【横浜市栄区】横浜栄共済病院、院長らが新医療材料開発 手術成功、世界初の症例
栄区桂町の国家公務員共済組合連合会横浜栄共済病院の土屋弘行院長(金沢大学名誉教授/整形外科・68)らがこのほど、ヨード処理技術を用いた世界初の整形外科用インプラントを開発した。同機器を使った初の手術が11月19日に行われ、土屋院長らが執刀した。

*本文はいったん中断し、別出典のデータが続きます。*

PR #12792, opened 2026-01-25
One migration towards detangling GH

carols10cents:
Connects to https://github.com/rust-lang/crates.io/issues/10611. 

This PR contains ~~a framework for running arbitrary checked-in+reviewed SQL files to do data migrations in a background job,~~ one schema migration to start the process of detangling GitHub oauth info from the users table, and one data migration ~~using the new framework~~ duplicating data from `users` into the `oauth_github` table to be run ~~in a background job~~ manually in `psql` sometime after this PR is deployed.

## Data migration framework

Based on feedback, the background job framework isn't really necessary, so I've changed this PR to just include some SQL to review then run manually.

~~The framework is a background job runner that expects the job to specify what SQL to run from a file in the `sql` directory, to be enqueued manually by an admin.~~

~~The main advantage I see in doing the migrations in a background job on-demand, as opposed to just smooshing data migration in with the schema migrations, is that the data migration can run some other time than whenever we decide to deploy. Deploys are generally non-events that can be done at whatever time of day and I think it's good to keep it that way. I'm happy to stay on top of the data migration deploy status and enqueue a background job on a weekend or other time of low usage.~~

## `oauth_github` table

So on to the code/schema changes: After thinking about [this comment](https://github.com/rust-lang/crates.io/pull/10610#discussion_r2527421846) on my first PR attempt, I decided to indeed go with a provider-specific table to allow for different information/type specification. I think the only time we'd need to query across all providers is on the page where a user can manage their linked accounts, and i think that's acceptable. When logging in, it'll always be from a known provider.

See the commit message for more info on why the `oauth_github` table is the way it is. For now, the code is only writing to that table when someone logs in to keep the `users` table and `oauth_github` table in sync-- the `users` table is still the source of truth and nothing is reading from `oauth_github`.

If needed, the migration can be safely rolled back, everything dropped from the `oauth_github` table, and this code reverted, again because the data isn't used anywhere yet.

## Duplication of `users` to `oauth_github`

Eventually, though, we _will_ want to read from `oauth_github`, which means all the github-related info in the `users` table needs to be duplicated to the `oauth_github` table regardless of whether the user has logged in.

## Testing

Locally, I ran crates.io on `main` and logged in, then switched to this branch, and I was able to log in again and have my info duplicated into `oauth_github` correctly.

I also downloaded a database dump, loaded up the `users` table's data (~57k records), and ran the ~~background job with the~~ SQL in `oauth_github.sql` with `psql`. It copied all the records over basically instantly.

### DIFF
--- a/migrations/2026-01-20-162913_oauth_github_table/up.sql
+++ b/migrations/2026-01-20-162913_oauth_github_table/up.sql
@@ -15,9 +15,15 @@ CREATE TABLE IF NOT EXISTS oauth_github (
 );
 -- safety-assured:end
 
+-- safety-assured:start
+-- This table doesn't exist yet, so creating this index concurrently isn't necessary.
+CREATE INDEX IF NOT EXISTS index_oauth_github_user_id ON oauth_github (user_id);
+-- safety-assured:end
+
 comment on table oauth_github is 'GitHub-specific account information associated with a crates.io account';
 comment on column oauth_github.account_id is 'GitHub ID returned from the oAuth response';
 comment on column oauth_github.user_id is 'Crates.io user ID foreign key';
 comment on column oauth_github.encrypted_token is 'Encrypted GitHub access token';
 comment on column oauth_github.login is 'GitHub username';
 comment on column oauth_github.avatar is 'GitHub avatar URL';
+


src/worker/jobs/run_sql.rs
```diff
@@ -0,0 +1,191 @@
...
+
+impl RunSql {
+    pub fn new(file_name: impl AsRef<Path>) -> Self {
+        Self {
+            file_name: file_name.as_ref().into(),
+        }
+    }
+}
+
+impl BackgroundJob for RunSql {
```
Turbo87: I'm wondering if we really need/want the complexity of this being a background job. Since we're already starting a Heroku dyno to enqueue the job, we could also run the SQL script directly from that dyno.

I think the background job system makes sense when the migration needs to access the git index, since that needs exclusive access. But the SQL migration only needs access to the database, so I guess this requirement doesn't apply here?

migrations/2026-01-20-162913_oauth_github_table/up.sql
```diff
@@ -0,0 +1,31 @@
...
+  -- API documentation says its IDs are int64, so let's future-proof the table while we migrate.
+  account_id BIGINT NOT NULL,
+  -- Corresponds to users.gh_encrypted_token
+  encrypted_token bytea NOT NULL,
+  -- Corresponds to users.gh_login
+  login VARCHAR NOT NULL,
+  -- Corresponds to users.gh_avatar
+  avatar VARCHAR,
+
+  PRIMARY KEY (user_id, account_id)
```
Turbo87: why are we using a composite primary key and not just `account_id`?

migrations/2026-01-20-162913_oauth_github_table/up.sql
```diff
@@ -0,0 +1,31 @@
...
+comment on column oauth_github.encrypted_token is 'Corresponds to users.gh_encrypted_token';
+comment on column oauth_github.login is 'Corresponds to users.gh_login';
+comment on column oauth_github.avatar is 'Corresponds to users.gh_avatar';
+
+-- safety-assured:start
+-- This table is being created in this migration and nothing is reading it, so there's no concern
+-- about locking. If we wanted to use CONCURRENTLY, we'd have to not be in a transaction.
+CREATE UNIQUE INDEX oauth_github_account_id
+  ON oauth_github (account_id)
+  WHERE account_id > 0;
```
Turbo87: if we are extracting the GitHub data into a dedicated table, do we still want the same `gh_id: 0` handling? I wonder if it would be better to just not have a row in this table instead in that case.

migrations/2026-01-20-162913_oauth_github_table/up.sql
```diff
@@ -0,0 +1,31 @@
+-- safety-assured:start
+CREATE TABLE IF NOT EXISTS oauth_github (
+  -- Safe (and required) to use INTEGER rather than BIGINT because this is a foreign key to
+  -- users.id, which is INTEGER
+  user_id INTEGER NOT NULL REFERENCES users (id) ON DELETE CASCADE,
```
Turbo87, line 8: We currently have a (mostly) one-to-one relationship between crates.io users and github users. The exception is the `gh_id: 0` case, where the same github user can be used by multiple crates.io users.

An alternative way of modelling this relationship would be to keep the `gh_id` column in the `users` table and have it refer to the `oauth_github` table for the details like token, login and avatar. That way it would be easier to model the `gh_id: 0` case.

any thoughts on this?

migrations/data_oauth_github.sql
```diff
@@ -0,0 +1,14 @@
...
+INSERT INTO oauth_github
+(user_id, account_id, encrypted_token, login, avatar)
+SELECT
+  id as user_id,
+  gh_id as account_id,
+  gh_encrypted_token as encrypted_token,
+  gh_login as login,
+  gh_avatar as avatar
+FROM users
+ON CONFLICT DO NOTHING;
```
Turbo87, line 15: I'm a little hesitant to adding another top-level folder for something that I assume we'll rarely use. Can we make this a subfolder of `migrations`? Alternatively, maybe make it a subfolder of the background job / admin command module?

migrations/2026-01-20-162913_oauth_github_table/up.sql
carols10cents: Because `account_id` isn't unique-- it's -1 for GitHub accounts that have been deleted.

I suppose we could take this opportunity to change that convention -- that is, rather than setting `gh_id`/`account_id` to -1, the associated `users` record just wouldn't have any `oauth_github` records if there's no more github. Wdyt?

carols10cents:
> Currently we have three ways to run SQL on our database: 1) manually connecting to the database and running the script, 2) schema migrations via diesel, 3) custom admin commands and background jobs. Ultimately, this PR implements a fourth way and I wonder if it's worth the extra complexity.

Isn't this PR "3) custom admin commands and background jobs" though?

I think another advantage is having something standardized in the logs around who ran what SQL when, which you don't get with 1).

> I'm having a bit of a hard time coming up with significant advantages though. The only advantage I see would be that it could potentially prevent typos maybe? But since the SQL files here are not being tested in an automated way, they could ultimately still contain errors too, if they are not caught during review. If that error is discovered when attempting to run the data migration then the way to fix it would be to: open a PR to fix the SQL file, get it reviewed and merged, get it deployed, run the migration again. This seems like a lot of friction to me (admittedly friction can have positive aspects in such cases too 😅).

Yeah, I'm trying to introduce more structure and procedure here-- I feel like logging into the database and running SQL directly should become less frequent over time, not more. If we continue with adding the SQL in the migration file but commented out (which loses helpful things like syntax highlighting), then when we go to run it in the database directly and discover there's a problem, I'm assuming what happens is attempting to fix the problem live, without review, which makes me more nervous 😅 I think it's better to stop and have the friction of a review in that case.

I'm open to changing this if I'm in the minority here though!

migrations/2026-01-20-162913_oauth_github_table/up.sql
carols10cents: Ahaaa yep I should have read all the comments before responding to the previous one ;)

migrations/data_oauth_github.sql
carols10cents: Sure!

Turbo87:
> I think another advantage is having something standardized in the logs around who ran what SQL when, which you don't get with 1).

FWIW if everyone is using their user accounts to access the database instead of the application account then we get the audit log in the database logs too :)

> which loses helpful things like syntax highlighting

yeah, that's fair. I guess a `data.sql` in the same folder would be better 😄

eth3lbert:
Regarding the SQL file, I’m not sure if adding a background job is worth the extra complexity, but including the SQL file itself could be beneficial. Beyond just syntax highlighting, it provides testing capabilities and allows operators to execute the file directly without the risk of copy-paste errors, so I’m not against that part.

I do have one question regarding the background job: how can we ensure the required data migration is finished before we enable the related features? It seems we would either have to deploy the migration first, wait for it to complete, and then deploy the feature—which is similar to our current process—or introduce a mechanism to ensure the feature is only provided after the data migration is done. However, that second option might add another level of complexity. Let me know if I’m missing anything here.

carols10cents:
@Turbo87 @eth3lbert Ok, I think this is ready for re-review-- I've taken out the background job stuff and just put the data migration SQL in `migrations/data-oauth-github.sql` instead. What do you think?

> I do have one question regarding the background job: how can we ensure the required data migration is finished before we enable the related features? It seems we would either have to deploy the migration first, wait for it to complete, and then deploy the feature—which is similar to our current process—or introduce a mechanism to ensure the feature is only provided after the data migration is done. However, that second option might add another level of complexity. Let me know if I’m missing anything here.

I think it depends a lot on what the feature is and how it's implemented exactly. I'm attempting to structure this PR and all the auth-related refactoring in such a way that it doesn't matter exactly when schema changes get made or data migrations get run. When this PR gets deployed, users who log in will immediately have their `oauth_github` info duplicated into the new table. The way the SQL is written with `ON CONFLICT DO NOTHING`, any users who haven't logged in since the deploy will get their github info duplicated and the SQL won't error for records that have already been duplicated during login.

This "feature" doesn't really have a way to turn "on" yet-- I haven't implemented any code that tries to read the `oauth_github` table.

crates/crates_io_database/src/schema.rs
```diff
@@ -747,6 +772,24 @@ diesel::table! {
...
+        ///
+        /// Its SQL type is `Integer`.
+        crate_id -> Integer,
+        /// The `downloads` column of the `recent_crate_downloads` table.
+        ///
+        /// Its SQL type is `BigInt`.
+        downloads -> BigInt,
+    }
+}
+
```
Turbo87: hmm... I'm surprised that the diesel CLI moved this table around. It should be ordering them alphabetically and `recent_crate_downloads` seems like it should come after `readme_renderings` 😅 

can you check if you're on the latest version of their CLI?

crates/crates_io_database/src/schema.rs
```diff
@@ -664,6 +664,31 @@ diesel::table! {
...
+        /// Corresponds to users.gh_encrypted_token
+        encrypted_token -> Bytea,
+        /// Corresponds to users.gh_login
+        login -> Varchar,
+        /// The `user_id` column of the `oauth_github` table.
+        ///
+        /// Its SQL type is `Int4`.
+        ///
+        /// (Automatically generated by Diesel.)
+        user_id -> Int4,
```
Turbo87: looks like the table itself and the `user_id` column are missing comments. the other columns are currently using "Corresponds to users.foo" comments, but once we remove those columns of the `users` table these comments won't be helpful anymore. maybe we should use the final descriptions directly?

crates/crates_io_database/src/models/user.rs
```diff
@@ -124,3 +124,72 @@ impl NewUser<'_> {
...
     }
 }
+
+/// Represents an OAuth GitHub account record linked to a user record.
+/// Stored in the `oauth_github` table.
+#[derive(Associations, Identifiable, Selectable, Queryable, Debug, Clone)]
+#[diesel(
+    table_name = oauth_github,
+    check_for_backend(diesel::pg::Pg),
+    primary_key(account_id),
```
Turbo87, line 134: do we need to set this explicitly? seems like we've only been doing this for composite primary keys so far. or is it because we don't have an `id` column? (if that is the case, should we rename `account_id` to `id`?)

crates/crates_io_database/src/models/user.rs
```diff
@@ -124,3 +124,72 @@ impl NewUser<'_> {
...
+}
+
+impl NewOauthGithub<'_> {
+    /// Inserts the associated GitHub account info into the database, or updates an existing record.
+    ///
+    /// This is to be used for logging in when there is no currently logged-in user, as opposed to
+    /// adding another linked GitHub to a currently-logged-in user. The logic for adding another
+    /// GitHub account (when that ability gets added) will need to ensure that a particular
+    /// `account_id` (ex: GitHub account with GitHub ID 1234) is only associated with one crates.io
+    /// account, so that we know what crates.io account to log in when we get an oAuth request from
```
Turbo87: now that we have the primary key just on the `account_id`, I think the database will ensure that a GitHub account can only be linked to a single crates.io account, right?

crates/crates_io_database_dump/src/dump-db.toml
```diff
@@ -164,6 +164,15 @@ created_at = "public"
...
 
+[oauth_github.columns]
+user_id = "public"
+account_id = "public"
+encrypted_token = "private"
+login = "public"
+avatar = "public"
+[oauth_github.column_defaults]
+encrypted_token = "''"
+
```
Turbo87, line 175: do we want to make this new table public already, while it's still experimental and not used by our codebase yet?

migrations/2026-01-20-162913_oauth_github_table/up.sql
```diff
@@ -0,0 +1,21 @@
+-- safety-assured:start
+CREATE TABLE IF NOT EXISTS oauth_github (
```
Turbo87, line 2: one more thing I just thought about: do we need an index on the `user_id` column? I assume that we want to use joined queries for converting most of the existing `users` table queries?

crates/crates_io_database/src/schema.rs
carols10cents:
```
 diesel --version
diesel
 Version: 2.3.6
 Supported Backends: postgres
```

and i deleted schema.rs and my db and reran the migrations just to be sure :-/

carols10cents: aha `recent_crate_downloads` isn't from diesel, it's a view that's added in schema.patch https://github.com/rust-lang/crates.io/blob/6a538fa79245c79f9f94b9f3e55101d9a38b8ab7/crates/crates_io_database/src/schema.patch#L47-L64

Turbo87: ohhhh, yeah, you're right. I guess because we're adding a table above it and the line numbers somehow match up, it's now being added at a different spot? 😅 

AFAIK the diesel team is working on proper support for views, so hopefully this won't be an issue that much longer :)

crates/crates_io_database/src/models/user.rs
carols10cents: I don't think `account_id` should be renamed to `id` because I think that will make people assume it's a database-assigned sequential id, but it's not. So I do think this is needed to set explicitly

carols10cents: Just checked and if I take out `primary_key(account_id)`, it indeed won't compile because it's not named `id`:

```
error: no field with column name `id`
   --> crates/crates_io_database/src/models/user.rs:130:24
    |
130 | #[derive(Associations, Identifiable, Selectable, Queryable, Debug, Clone)]
    |                        ^^^^^^^^^^^^
```

crates/crates_io_database/src/schema.rs
carols10cents: I've updated the `.patch` file to put `recent_crate_downloads` in the right spot again 😅

crates/crates_io_database/src/models/user.rs
carols10cents: I've updated this comment to hopefully be accurate and clear 🙏🏻

crates/crates_io_database_dump/src/dump-db.toml
carols10cents: Good call, I've made it all private for now.

carols10cents:
@Turbo87 I believe i've addressed all your comments in new commits or responses!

怪我をした時に使う茶色の消毒液の主成分で殺菌作用のあるヨードの力を利用して、医療機器に抗菌性を持たせる技術をヨード処理技術と呼ぶ。
土谷院長は金沢大時代から約20年にわたり抗菌インプラントの開発・研究をテーマとしてきた。同病院の白井寿治整形外科統括部長(54)と二人三脚で大学時代に研究に没頭。チタンに着目し、ヨウ素化合物を表面にコーティングする方法を発見した。ウサギなどでの安全性試験や有効性試験、人体への臨床試験などを経て、新開発した整形外科用インプラントの薬事承認が長い歳月をかけて下りた。11月に同病院でこの医療機器を使った初めての人工股関節全置換術が行われた。インプラント表面が抗菌処理されているため、同手術の際に発生する周囲感染の抑制などに期待が持てる。「今後、様々な部位に広げられる可能性はある。患者さまに貢献できるのは嬉しい」と二人は口を揃えた。